An exact copy of the listing is what is needed; please output it in full.

Input data
◇ ◇ ◇ ◇
PR #1752, opened 2026-09-18
Separate PostgresQL runtime and schema ownership

### LINKED ISSUE #997: Define least-privilege role design for Postgres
◇ ◇ ◇ ◇
Expected answer
PR #1752, opened 2026-09-18
Separate PostgresQL runtime and schema ownership

### LINKED ISSUE #997: Define least-privilege role design for Postgres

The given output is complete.